#!/usr/bin/env python
# coding: utf-8
# $\LaTeX \text{ commands here}
# \newcommand{\R}{\mathbb{R}}
# \newcommand{\im}{\text{im}\,}
# \newcommand{\norm}[1]{||#1||}
# \newcommand{\inner}[1]{\langle #1 \rangle}
# \newcommand{\span}{\mathrm{span}}
# \newcommand{\proj}{\mathrm{proj}}
# \newcommand{\OPT}{\mathrm{OPT}}
# \newcommand{\grad}{\nabla}
# \newcommand{\eps}{\varepsilon}
# $
#
#
# **Georgia Tech, CS 4540**
#
# # L8: Least Squares, Support Vector Machines, and Logistic Regression
#
# Jake Abernethy and Benjamin Bray
#
# Quiz password: regress
#
# *Tuesday, September 17, 2019*
# ## Review: Objective Functions
#
# General Objective Function for *supervised* machine learning problems:
# $$
# J(\theta; x, y) = \frac{1}{n} \sum_{n=1}^N \ell(y_n, h_\theta(x_n))
# $$
# Goal: find a $\theta$ that minimizes this objective! (*Note*: we often use $w$ for the vector of parameters)

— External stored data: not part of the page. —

PR #245, opened 2019-07-31
MLIBZ-3089: Send multiple multi-insert requests when entity count exceeds max

b-stolyarov:
#### Description
Added logic to send multiple multi-insert requests when entity count exceeds max.

#### Changes
Added logic to send multiple multi-insert requests when entity count exceeds max.

#### Tests
Instrumented.


android-lib/src/androidTest/java/com/kinvey/androidTest/network/MockMultiInsertNetworkManager.java
```diff
@@ -36,14 +37,20 @@ public Save saveBlocking(T entity) throws IOException {
     @Override
     public SaveBatch saveBatchBlocking(List<T> list) throws IOException {
         useMultiInsertSave = true;
+        multiPostCount++;
```
heyzooi: I'm wondering if this method needs to be thread-safe

android-lib/src/androidTest/java/com/kinvey/androidTest/network/MockMultiInsertNetworkManager.java
```diff
@@ -36,14 +37,20 @@ public Save saveBlocking(T entity) throws IOException {
...
         return super.saveBatchBlocking(list);
     }
 
     public void clear() {
+        multiPostCount = 0;
```
heyzooi: also wondering if this method needs to be thread-safe

android-lib/src/androidTest/java/com/kinvey/androidTest/store/data/DataStoreMultiInsertTestKotlin.kt
```diff
@@ -0,0 +1,1954 @@
...
+            })
+            looperThread.start()
+        } else {
+            latch.countDown()
+        }
+        latch.await()
+        looperThread?.mHandler?.sendMessage(Message())
+    }
+
+    private class DefaultKinveyClientCallback<T : GenericJson> (private val latch: CountDownLatch) : KinveyClientCallback<T> {
```
heyzooi: is possible to create static classes in Kotlin?

android-lib/src/androidTest/java/com/kinvey/androidTest/store/data/DataStoreMultiInsertTestKotlin.kt
```diff
@@ -0,0 +1,1954 @@
...
+            this.error = error
+            finish()
+        }
+
+        internal fun finish() {
+            latch.countDown()
+        }
+    }
+
+    private class DefaultKinveyClientListCallback<T : GenericJson> (private val latch: CountDownLatch) : KinveyClientCallback<List<T>> {
```
heyzooi: these callbacks are better to be `protected` instead of `private`, so Mockito can mock those classes in runtime

android-lib/src/androidTest/java/com/kinvey/androidTest/store/data/DataStoreMultiInsertTestKotlin.kt
```diff
@@ -0,0 +1,1954 @@
...
+            latch.countDown()
+        }
+    }
+
+    private fun createPerson(name: String): Person {
+        return Person(name)
+    }
+
+    @Throws(InterruptedException::class)
+    private fun <T : GenericJson> delete(store: DataStore<T>, query: Query): DefaultKinveyDeleteCallback {
```
heyzooi: maybe better to move those methods like `delete`, `find`, `sync`, etc to a base class so it can be used by other tests in the future

android-lib/src/androidTest/java/com/kinvey/androidTest/store/data/DataStoreMultiInsertTestKotlin.kt
```diff
@@ -0,0 +1,1954 @@
...
+        val callback = DefaultKinveyClientCallback<T>(latch)
+        val looperThread = LooperThread(Runnable { store.save(item, callback) })
+        looperThread.start()
+        latch.await()
+        looperThread.mHandler.sendMessage(Message())
+        return callback
+    }
+
+    @Throws(InterruptedException::class)
+    private fun <T : GenericJson> push(store: DataStore<T>, seconds: Int): DefaultKinveyPushCallback {
```
heyzooi: let's move those methods to a base class and try to keep only methods annotated with `@Test` here

android-lib/src/main/java/com/kinvey/android/store/DataStore.java
```diff
@@ -578,8 +578,8 @@ private void saveBatch(@NonNull List<T> entities, @NonNull KinveyClientCallback<
         Preconditions.checkArgument(client.isInitialize(), "client must be initialized.");
         Preconditions.checkNotNull(entities, "Entity cannot be null.");
         Preconditions.checkState(entities.size() > 0,"Entity list cannot be empty.");
-        Preconditions.checkPositionIndex(entities.size(), MAX_MULTI_INSERT_SIZE,
-             String.format(Locale.US, "Reached maximum of %d items per request.", MAX_MULTI_INSERT_SIZE));
+        //Preconditions.checkPositionIndex(entities.size(), MAX_MULTI_INSERT_SIZE,
+        //     String.format(Locale.US, "Reached maximum of %d items per request.", MAX_MULTI_INSERT_SIZE));
```
heyzooi: I think better remove than comment in this case

java-api-core/src/com/kinvey/java/Constants.java
```diff
@@ -17,6 +17,9 @@
     public static final String AUTH_TOKEN = "authtoken";
     public static final String _KMD = "_acl";
     public static final String _ACL = "_acl";
+
+    public static final String META_ID = "meta.id";
```
heyzooi: I'm trying to find where this value is used and why we need it

java-api-core/src/com/kinvey/java/model/KinveyBatchInsertError.kt
```diff
@@ -0,0 +1,12 @@
+package com.kinvey.java.model
+
+import com.google.api.client.util.Key
+
+data class KinveyBatchInsertError (
```
heyzooi: I'm wondering if we need to extends from `GenericJson`, I guess not right?

java-api-core/src/com/kinvey/java/model/KinveySyncSaveBatchResponse.kt
```diff
@@ -0,0 +1,8 @@
+package com.kinvey.java.model
+
+import com.google.api.client.json.GenericJson
+import com.google.api.client.util.Key
+
+class KinveySyncSaveBatchResponse<T>(
+    var entityList: Collection<T?>?,
+    var errors: List<KinveyBatchInsertError>?) : GenericJson()
```
heyzooi: this one extends from `GenericJson` for example. I'm just trying to understand when we need and when we don't need to extends from `GenericJson`

android-lib/src/androidTest/java/com/kinvey/androidTest/network/MockMultiInsertNetworkManager.java
b-stolyarov: Created as atomic variable to make sure that is thread safe.

android-lib/src/androidTest/java/com/kinvey/androidTest/network/MockMultiInsertNetworkManager.java
b-stolyarov: Created as atomic variable to make sure that is thread-safe.

android-lib/src/androidTest/java/com/kinvey/androidTest/store/data/DataStoreMultiInsertTestKotlin.kt
b-stolyarov: If we need this to prevent memory-leak then in `Kotlin` if we just create an `inner` class by default that it's not keeps link to `outer` class and we can use it safely. So we can keep changes as it is.

android-lib/src/androidTest/java/com/kinvey/androidTest/store/data/DataStoreMultiInsertTestKotlin.kt
b-stolyarov: Changes callbacks modifiers to `protected`.

android-lib/src/androidTest/java/com/kinvey/androidTest/store/data/DataStoreMultiInsertTestKotlin.kt
b-stolyarov: Moved common code and these methods to base class `BaseDataStoreTest`.

android-lib/src/androidTest/java/com/kinvey/androidTest/store/data/DataStoreMultiInsertTestKotlin.kt
b-stolyarov: Moved common code base class `BaseDataStoreTest`.

android-lib/src/main/java/com/kinvey/android/store/DataStore.java
b-stolyarov: Fixed.

java-api-core/src/com/kinvey/java/Constants.java
b-stolyarov: We use this key in classes: `AsyncBatchPushRequest`, `PushBatchRequest`.

java-api-core/src/com/kinvey/java/model/KinveyBatchInsertError.kt
b-stolyarov: Yes, I used extending from `GenericJson` for response classes in my last implementation of methods for multi-insert in `SyncManager`. Now it's none needed. Removed.

java-api-core/src/com/kinvey/java/model/KinveySyncSaveBatchResponse.kt
b-stolyarov: Yes, I used extending from `GenericJson` for response classes in my last implementation of methods for multi-insert in `SyncManager`. Now it's none needed. Removed.

PR #1013, opened 2023-11-22
Added feature flag for targeted support funding

javier-npq:
### Context

Ticket: https://dfedigital.atlassian.net/browse/CPDNPQ-1378

Remove targeted support funding.

Put targeted support funding under a feature flag :targeted_support_funding which is disabled by default.

failures:

### DIFF
--- a/app/services/feature.rb
+++ b/app/services/feature.rb
@@ -14,6 +14,7 @@ class Feature
         Flipper.add(feature_flag_key)
       end
       Flipper.enable(:maths_npq)
+      Flipper.disable(:targeted_support_funding)
     end
 
     # This is always true but is checked so that it is explicit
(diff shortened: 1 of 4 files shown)


app/services/feature.rb
```diff
@@ -14,6 +14,7 @@ def initialize_feature_flags
         Flipper.add(feature_flag_key)
       end
       Flipper.enable(:maths_npq)
+      Flipper.disable(:targeted_support_funding)
```
slawosz, line 17: I think it will disable the feature flag every time the code reloads.

javier-npq: Yes, that is intentional as far as i am concerned. Might be worth it to test this and check with jake.

slawosz (approved):

PR #1036, opened 2023-12-08
Add models to support ECF migration

pmanrubia:
### Context

As part of the separation work between NPQ and ECF, we need to create in NPQ the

# ## Support Vector Machines
#
# In the SVM problem, we have $n$ *datapoints* $(x_1, y_1), \ldots, (x_n, y_n)$, where $x_i \in \mathbb{R}^d$, and $y_i \in \{-1,1\}$. We want to find a linear classifier $\theta \in \mathbb{R}^d$ which classifies the datapoints with a *large margin* but allowing for some *slack*. The soft margin SVM is formulated as follows:
# \begin{align*}
# \mathop{\text{minimize }}_{\theta \in \mathbb{R}^d, \xi_1,\ldots, \xi_n \geq 0} \quad & \frac 1 2 \|\theta\|^2 + C \sum_{i=1}^n \xi_i \\
# \text{subject to } \quad & y_i (\theta^\top x_i) \geq 1 - \xi_i \quad \text{ for } i=1, \ldots, n
# \end{align*}
# #### Problem
#
# The above formulation, with $n + d$ variables, is actually equivalent to an unconstrained problem with only $d$ variables below. Why is that?
# $$
# \mathop{\text{minimize }}_{\theta \in \mathbb{R}^d} \quad \frac 1 2 \|\theta\|^2 + C\sum_{i=1}^n \max\{0, 1 - y_i(\theta^\top x_i)\}
# $$
# ## SVM with only support vectors
#
# Let us assume we have found the $\theta^*$ that solves the SVM objective:
# $$
# \mathop{\text{minimize }}_{\theta \in \mathbb{R}^d} \quad \frac 1 2 \|\theta\|^2 + C\sum_{i=1}^n \max\{0, 1 - y_i(\theta^\top x_i)\}.
# $$
# Now consider the set of so-called *support vectors* $S := \{ i : y_i(\theta^{*\top} x_i) \leq 1 \}$.
#
# #### Problem
# Is $\theta^*$ also a solution of the following modified objective? Why or why not?
# $$
# \mathop{\text{minimize }}_{\theta \in \mathbb{R}^d} \quad \frac 1 2 \|\theta\|^2 + C\sum_{i \in S} \max\{0, 1 - y_i(\theta^\top x_i)\}.
# $$
#
# ## Least Squares
#
# ##### Objective
#
# $$
# \begin{align}
# J(\theta; X, y)
# &= \frac{1}{2} \sum_{n=1}^N (y_n - \theta^T x_n)^2 \\
# &= \frac{1}{2} || y - \theta^T X ||^2
# \end{align}
# $$
#
# * Input dataset $X \in \mathbb{R}^{D \times N}$ with columns $x_1,\dots,x_N \in \R^D$
# * Output $y \in \mathbb{R}^N$ with entries $y_1,\dots,y_n \in \mathbb{R}$
# * Hypothesis $h_\theta : \mathbb{R}^D \rightarrow \mathbb{R}$ defined as $h_\theta(x) = \theta^T x$
# * Squared loss $\ell(y_1,y_2) = (y_1 - y_2)^2$
# * Weights / Parameters $\theta \in \mathbb{R}^D$
# ### Gradient Descent for Least Squares, convergence
#
# As shown in the reading, the (batch) gradient descent update for the least squares objective is:
# $$
# \theta_{t+1}
# = \theta_{t} + \alpha \sum_{n=1}^N (y_n - h_\theta(x_n)) x_n
# $$
#
# #### Problem: Convergence Rate
#
# Using the convergence theory from last lecture, what can you say about the convergence rate of gradient descent for least squares? Is "iterate averaging" required?
#
# (*Hint:* From the reading, you know the objective is convex. Are any stronger properties true?)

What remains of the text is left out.